Welcome to the Diabetes Patient Readmission Prediction repository! This project is aimed at developing a machine-learning model to predict whether a diabetes patient is likely to be readmitted to the hospital within 30 days. Predicting readmission can help healthcare providers better allocate resources and improve patient care.
Diabetes is a chronic condition that requires continuous monitoring and management. Hospital readmissions for diabetic patients can be costly and stressful for both patients and healthcare providers.
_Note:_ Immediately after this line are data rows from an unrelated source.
PR #2099, opened 2024-10-08
test: Update Trustee deployment to match the simplifed deployment overlays

stevenhorsman:
In https://github.com/confidential-containers/trustee/pull/521 I did some work to enable Trustee to work on s390x (without SE) and generally simplify deployments, such that overlays are only needed for ibm-se, not for x86/s390x in general.

This PR adapts us to use this approach.

### DIFF
--- a/src/cloud-api-adaptor/test/provisioner/trustee_kbs.go
+++ b/src/cloud-api-adaptor/test/provisioner/trustee_kbs.go
@@ -25,8 +25,7 @@ import (
 	"sigs.k8s.io/e2e-framework/pkg/envconf"
 )
 
-// trustee repo related base path
-const TRUSTEE_REPO_PATH = "../trustee"
+var trusteeRepoPath string
 
 func getHardwarePlatform() (string, error) {
 	out, err := exec.Command("uname", "-m").Output()
@@ -46,7 +45,19 @@ func getOverlaysPath() (string, error) {
 	return overlaysPath, nil
 }
 
+func getKbsKubernetesFilePath() string {
+	return filepath.Join(trusteeRepoPath, "/kbs/config/kubernetes/")
+}
+
 func NewKeyBrokerService(clusterName string, cfg *envconf.Config) (*KeyBrokerService, error) {
+	e2e_dir, err := os.Getwd()
+	if err != nil {
+		err = fmt.Errorf("getting the current working directory: %w\n", err)
+		log.Errorf("%v", err)
+		return nil, err
+	}
+	trusteeRepoPath = filepath.Join(e2e_dir, "../trustee")
+
 	log.Info("creating key.bin")
 
 	// Create secret
@@ -55,7 +66,8 @@ func NewKeyBrokerService(clusterName string, cfg *envconf.Config) (*KeyBrokerSer
 	if err != nil {
 		return nil, err
 	}
-	filePath := filepath.Join(TRUSTEE_REPO_PATH, "/kbs/config/kubernetes/"+overlaysPath+"/key.bin")
+
+	filePath := filepath.Join(getKbsKubernetesFilePath(), overlaysPath, "key.bin")
 	// Create the file.
 	file, err := os.Create(filePath)
 	if err != nil {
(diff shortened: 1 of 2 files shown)


mkulke (approved):

src/cloud-api-adaptor/test/provisioner/trustee_kbs.go
```diff
@@ -29,20 +29,33 @@ import (
 const TRUSTEE_REPO_PATH = "../trustee"
 
 func getHardwarePlatform() (string, error) {
-	out, err := exec.Command("uname", "-i").Output()
+	out, err := exec.Command("uname", "-m").Output()
 	return strings.TrimSuffix(string(out), "\n"), err
 }
 
+func getOverlaysPath() (string, error) {
+	arch, err := getHardwarePlatform()
```
bpradipt, line 37: nit: s/arch/platform to align with the method name and other usages later in the code

src/cloud-api-adaptor/test/provisioner/trustee_kbs.go
```diff
@@ -477,11 +495,11 @@ func (p *KeyBrokerService) EnableKbsCustomizedAttestationPolicy(customizedOpaFil
 func (p *KeyBrokerService) SetSampleSecretKey() error {
 	kbsClientDir := filepath.Join(TRUSTEE_REPO_PATH, "target/release")
 	privateKey := "../../kbs/config/kubernetes/base/kbs.key"
-	platform, err := getHardwarePlatform()
+	overlaysPath, err := getOverlaysPath()
 	if err != nil {
 		return err
 	}
-	keyFilePath := "../../kbs/config/kubernetes/overlays/" + platform + "/key.bin"
+	keyFilePath := "../../kbs/config/kubernetes/" + overlaysPath + "/key.bin"
```
bpradipt, line 502: Is there any way to use absolute path for privateKey and keyFilePath based on the TRUSTEE_REPO_PATH?

stevenhorsman: I started writing this code, but then noticed `const TRUSTEE_REPO_PATH = "../trustee"`, so the TRUSTEE_PATH isn't absolute. I'm happy to continue the refactor to reduce the number of relative paths we have though?

src/cloud-api-adaptor/test/provisioner/trustee_kbs.go
stevenhorsman: Done. Thanks

src/cloud-api-adaptor/test/provisioner/trustee_kbs.go
stevenhorsman: It looks like the refactor might have broken the tests too, so I'll look into this locally

bpradipt: Based on your comment, it looks like a general refactor is needed to use absolute path. How about you merge this  and handle the refactor as a separate PR ?

stevenhorsman: Yeah, I think this commit does help reduce relative paths of relatives paths (in the old code we'd have something like `../../trustee/../../<file>`) so we just have the single relative path here now to `../trustee` from `test/e2e`, but there is room for improvement later. I think I already have 1/2 refactors in this area already, so we can steadily get it better.

stevenhorsman: I decided to just take on the battle here, so have re-work the commit to remove the relative trustee path too. It relies on `NewKeyBrokerService` to set it up initially, but as all the references to the trustee path are in that func, or methods of `KeyBrokerService` I think we'll be okay.

stevenhorsman:
FYI the linting failure is (I believe) caused by github updating their default runner, so I have try to address this in https://github.com/confidential-containers/cloud-api-adaptor/pull/2120

bpradipt (approved):
/lgtm

PR #2106, opened 2024-10-11
csi-wrapper: add support for creating peerpod volumes with manually created persistent volumes

daniel-weisse:
The peerpod volume custom resource is currently only created during the `CreateVolume` rpc of the controller service.
This endpoint is called by Kubernetes during the creation of a persistent volume claim (PVC) without an already existing persistent volume (PV).
All subsequent controller, node, and podvm csi-wrapper endpoints that interact with peerpod volumes CRs (e.g. `ControllerPublishVolume`) now assume that a peerpod volume already exists.

However, this is not the case if a PVC with a manually created, or already existing, PV is created.
This is required when statically provisioning a volume, for example, by the [azuredisk-csi-driver to consume a pre-existing disk through a PVC](https://learn.microsoft.com/en-us/azure/aks/azure-csi-disk-storage-provision#statically-provision-a-volume).
When a PV already exists, the `CreateVolume` endpoint is never called, and we directly go to `ControllerPublishVolume` instead.

This PR aims to fix this problem by performing an check during `ControllerPublishVolume` if there is no matching peerpod volume found.
Since the information we get during `ControllerPublishVolume` is a lot more limited than what we get during `CreateVolume`, a little workaround is needed.
Mainly, we don't have access to the `Parameters` field of the PVC, which we use during `CreateVolume` to discern if a peerpod volume should be created, by checking if it contains the key `peerpod`.
So instead, we rely on the user to set the `peerpod` key in the `VolumeContext` field of the manually created PV.

A second issue is that we don't have access to the `VolumeName` of the PVC during `ControllerPublishVolume`.
This value is checked for comparison during `NodePublishVolume` to ensure the peerpod volume matches the "real" volume to publish.
We side steps this issue by setting a placeholder name during `ControllerPublishVolume`, and if this placeholder is set during `NodePublishVolume`, replace it with the real value.

### DIFF
--- a/src/csi-wrapper/pkg/wrapper/nodeservice.go
+++ b/src/csi-wrapper/pkg/wrapper/nodeservice.go
@@ -6,6 +6,7 @@ package wrapper
 import (
 	"bytes"
 	"context"
+	"errors"
 	"fmt"
 	"net"
 	"os"
@@ -125,10 +126,17 @@ func (s *NodeService) NodePublishVolume(ctx context.Context, req *csi.NodePublis
 		podUid, volumeName := s.getPodUIDandVolumeName(targetPath)
 		savedPeerpodvolume.Labels["podUid"] = podUid
 		savedPeerpodvolume.Spec.PodUid = podUid
-		if volumeName != savedPeerpodvolume.Labels["volumeName"] {
-			glog.Error("The volume name from target path doesn't match with the CRD")
-			return
+		savedVolumeName := savedPeerpodvolume.Spec.VolumeName
+		if volumeName != savedVolumeName && savedVolumeName != peerpodVolumeNamePlaceholder {
+			glog.Error("The volume name from target path doesn't match with the CR")
+			return nil, errors.New("the volume name from target path doesn't match with the CR")
 		}
+		if savedVolumeName == peerpodVolumeNamePlaceholder {
+			glog.Info("Detected a placeholder volume name in the CR. Updating the CR with the volume name from the target path")
+			savedPeerpodvolume.Labels["volumeName"] = volumeName
+			savedPeerpodvolume.Spec.VolumeName = volumeName
+		}
+
 		savedPeerpodvolume.Spec.WrapperNodePublishVolumeReq = nodePublishVolumeRequest
 		_, err = s.PeerpodvolumeClient.ConfidentialcontainersV1alpha1().PeerpodVolumes(s.Namespace).Update(context.Background(), savedPeerpodvolume, metav1.UpdateOptions{})
 		if err != nil {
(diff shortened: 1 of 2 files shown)


stevenhorsman:
@yoheiueda - are you able to review this when you get a chance as I think you worked on the csi-wrapper feature?

src/csi-wrapper/pkg/wrapper/nodeservice.go
```diff
@@ -125,10 +126,17 @@ func (s *NodeService) NodePublishVolume(ctx context.Context, req *csi.NodePublis
 		podUid, volumeName := s.getPodUIDandVolumeName(targetPath)
 		savedPeerpodvolume.Labels["podUid"] = podUid
 		savedPeerpodvolume.Spec.PodUid = podUid
-		if volumeName != savedPeerpodvolume.Labels["volumeName"] {
-			glog.Error("The volume name from target path doesn't match with the CRD")
-			return
+		savedVolumeName := savedPeerpodvolume.Spec.VolumeName
```
yoheiueda, line 129: I think this is OK, but I am wondering why `.Spec.VolumeName` is used instead of `.Labels["volumeName"]`. Is there any specific reason for this change, or just for conciseness?

src/csi-wrapper/pkg/wrapper/nodeservice.go
```diff
@@ -125,10 +126,17 @@ func (s *NodeService) NodePublishVolume(ctx context.Context, req *csi.NodePublis
...
+		if volumeName != savedVolumeName && savedVolumeName != peerpodVolumeNamePlaceholder {
+			glog.Error("The volume name from target path doesn't match with the CR")
+			return nil, errors.New("the volume name from target path doesn't match with the CR")
+		}
```
yoheiueda, line 133: In the original code, this function returns `nil, nil` when `volumeName != savedVolumeName`. The node returns `nil, error`. Do you think this is a bug in the the original code, and do you fix the bug in the new code?

yoheiueda (commented):
Thank you very much for this great contribution! I am glad to hear that peer pods will support Azure CSI with this PR.

Overall LGTM. I only have a few questions for my better understanding.

src/csi-wrapper/pkg/wrapper/nodeservice.go
daniel-weisse: This was done for conciseness. It felt a bit weird to me to rely on a label, when we have the same information already available as part of the CR spec

src/csi-wrapper/pkg/wrapper/nodeservice.go
daniel-weisse: I think this was a bug in the previous version.
Not returning an error here makes it a bit hard to debug this case without checking the csi-wrapper logs, since it will result in simply never updating the peerpod volume CR, causing the Pod to be stuckin the creating phase

yoheiueda (approved):
LGTM

katexochen (approved):

PR #2107, opened 2024-10-11
test: don't use gh cli in kbs checkout

mkulke:
Since we clone the repo we can use git to resolve a tag/branch to a sha. We probably want to avoid using gh cli in places where it's not required, because it involves setting secrets and makes executing tests more cumbersome. There could also be breakage if people specify a fork as KBS_REPO, since we use the gh cli with a hardcoded repository.


stevenhorsman (approved):
This makes sense given some of the challenges with gh

wainersm (approved):
yes, please. gh is starting to remind me of the yq drama :(

PR #2108, opened 2024-10-11
csi-wrapper: pass `PublishContext` from `ControllerPublishVolume` to `NodeStageVolume`

daniel-weisse:
A CSI driver may rely on the output of `ControllerPublishVolume` during the `NodeStageVolume` call.
Since the csi-wrapper simply creates a fake `ControllerPublishVolumeResponse`, information may be lost between the two calls.
Since the peerpod volume caches the real response, we can use this during the wrapper's `NodeStageVolume` to supply the driver with the real values.

### DIFF
--- a/src/csi-wrapper/pkg/wrapper/podvmservice.go
+++ b/src/csi-wrapper/pkg/wrapper/podvmservice.go
@@ -138,18 +138,20 @@ func (s *PodVMNodeService) ReproduceNodeStageVolume(peerPodVolume *peerpodvolume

Predicting readmission risk can enable healthcare professionals to take proactive measures to prevent readmission, improve patient outcomes, and reduce healthcare costs.
To get started with this project, you need to clone the repository to your local machine. Use the following command to clone the repository:
git clone https://github.com/LucienCastle/diabetes-patient-readmission-prediction.git
Next, navigate to the project directory:
cd diabetes-patient-readmission-prediction
To set up the required Python environment, you can use a virtual environment. Create a virtual environment and install the dependencies listed in the requirements.txt
file:
python -m venv venv
source venv/bin/activate # On Windows, use `venv\Scripts\activate`
pip install -r requirements.txt
Once you have installed the required dependencies, you can use the provided Jupyter notebooks to explore the project:
readmission-prediction.ipynb
: Explore and preprocess the dataset and Train and evaluate machine learning models for readmission prediction.readmission-prediction-AutoML.ipynb
: Train and evaluate ML models using AutoML tools such as auto-sklearn and H2O. Make sure to run and generate cleaned data using the previous notebook.
You can run these notebooks step by step to understand and interact with the project.
H2O is an open-source, in-memory, distributed, fast, and scalable machine learning and predictive analytics platform that allows you to build machine learning models on big data and provides easy productionalization of those models in an enterprise environment.
- Distributed and parallel computing to handle big data.
- Easy-to-use high-level API for users of all skill levels.
- Supports common machine learning algorithms such as generalized linear models, gradient boosting machines, random forests, deep learning, and more.
- Provides a web-based flow UI for building, tuning, and validating models.
For detailed installation instructions and documentation, please visit the H2O Documentation.
auto-sklearn is an automated machine learning toolkit and a drop-in replacement for a scikit-learn estimator. It is based on Bayesian optimization to find the best machine learning pipeline for a given dataset.
- Automatic model selection and hyperparameter tuning.
- Integration with scikit-learn, making it easy to use and extend.
- Support for regression and classification tasks.
- Ability to specify constraints and custom hyperparameter settings.
The dataset used in this project is available in the uciml directory. It contains patient information, including demographics, medical history, and medications. The target variable is whether a patient was readmitted within 30 days. The dataset is in CSV format.
The predictive model in this project is built using machine learning techniques. We experiment with various algorithms, including logistic regression, decision trees, and random forests, and many more. The trained models are evaluated based on performance metrics such as accuracy, precision, recall, and F1-score.
- Added AutoML functionality
- Change notebook to .py files
- Add CLI functionality
- Deploy on cloud platform GCP/AWS
Disclaimer: This project is for educational and research purposes only. It should not be used as a substitute for medical advice or diagnosis. Always consult with a qualified healthcare professional for medical decisions and treatments.